“Indifferent”, or “incapable”?

Before the onset of this entry I would like to state that I apparently ate a wax ear plug in my sleep last night. Yup, that happened. But there are two positives to this narrative. One, I only ate a single plug and two, I at least chewed and didn’t choke. I live to see another day! Yippee, and what not. lol. But really, I am happy to still exist, I quite like it. Despite the downs I often face there’s still so much to see, try, and experience.

Okay! To begin. The title words might or might not be the most appropriate two words, but as long as the sentiment is understood, that’s what matters. Laziness, motivation, passion, a common thread exists between them. [Obligatory disclaimer: these are my thoughts and experience, I am not trying to say that I am representative of any group of people.] As you may know depression can sap energy. Keep that in your head a minute. Now, imagine it being a recurring thing that never quite fully exits, but takes breaks. Does that sound like it might leave you tired?
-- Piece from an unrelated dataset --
PR #24093, opened 2020-06-14
Fix type aliasing issue for typedescs

pubudu91:


SupunS:
Thanks @pubudu91  for the quick fix!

I’m not sure if it’s the bipolar (the depression aspect more specifically) or what, but it hampers me in many a way. Now, I’ve touched on this a time or two before on here about sleep. About how I’ve going to slowly work my way toward better habits for sleep. I have been maintaining a steady sleep/wake routine for almost a week *pats self on the back*.

What does feeling tired do? It peels back motivation to an appalling degree. It steals the wheel from you and crashes you into all of the obstacles. Try to imagine that feeling of being exhausted (without do much to get there) everyday. It is for this reason that my addictions have become as strong as they have. The payoff of a dopamine rush or two when my mind inevitably lags. They were the only things that could penetrate that tired feeling I so dislike. But I mostly developed them to avoid listening to my body. Which says tired. So why don’t I heed what my body is telling me? I already feel like a lazy unmotivated person most of the time… taking a nap or two just further supports that idea. I don’t know where it came from, but I associate napping with lazy and boring, at least in regards to myself. Perhaps that’s due to American media and their depiction of this slacker archetype. If you’re doing nothing, you are nothing. But honestly, if we can understand that people are born into the wrong body (transgender people) than why does someone who’s doing nothing make them a slacker?

The question I am posing, is what if that person (the “slacker” really wants to do something? It’s just that they’re so dulled down by being tired and sad all of the time ultimately killing motivation, ultimately killing interest, and passion, which denies action to take place? Whatsmore, for those of you who didn’t know this, addiction numbs the bad… but it will numb most any other pleasure that it is not responsible for as well. This person is left tired and unmotivated, interested in doing something, but what? Nothing sounds good, nothing sounds like it will reach the level of high that their drugs do. So time is filled with meaningless things to kill the time until a friend or some other person comes around. It’s time to get all of that stimulation now.

For example, I’ve been trying really hard recently to watch both my eating and my online porn habit (that’s an intentional distinction I want to make clear at some point). Very little has sounded appealing. It’s as if I am standing at those hammer and bell carnival games, you know the kind. The kind where you have to really slam that hammer down in order to win. Yeah, it’s like that, but one after another and most of them unresponsive, arms tiring more and more with every swing.

I’ve recently discovered that I really like getting out and going places. It fires me up and makes me more awake and happier than any fix could. It’s incredible. This must be what it feels like to have other joys. They say that after you’ve returned from an addiction, or certain addictions at least, that you reach a sort of fresh start. Your mind (although now hyper-sensitive to the problematic stimuli) bounces back and is now sensitive to other things. A bit of a factory reset if you will. So while I’m in essence a zombie throughout my days… I all of a sudden find my soul again when it’s time to get out and do something! Which, as a side note,makes me wonder if sitting in a coffee shop and doing stuff would be of benefit to me. I’ll have to try that.

But one thing I can say about passion… there are few times when I get flickers of it (at this point in time), but when I do it really shows. I’m expressive and blatant in where I’m at mentally. If I’m not awake or in a good mood it’s hard for me to put a wide-eyed smiling mask on. For instance, here. On this blog I feel like I’m getting out what I want to and need to say. I’m very passionate about discussing things of this nature with people. I’m passionate that the world needs to understand what disorders are, and how they work, and not pay heed to the sensationalized cases in the news or portrayed on television. Sure, I need to start being able to take things at face value a little more, but I feel other people could learn to dig a little bit deeper than the surface of things.

Hopefully this tied together coherently. Think objectively, and stay well my friends!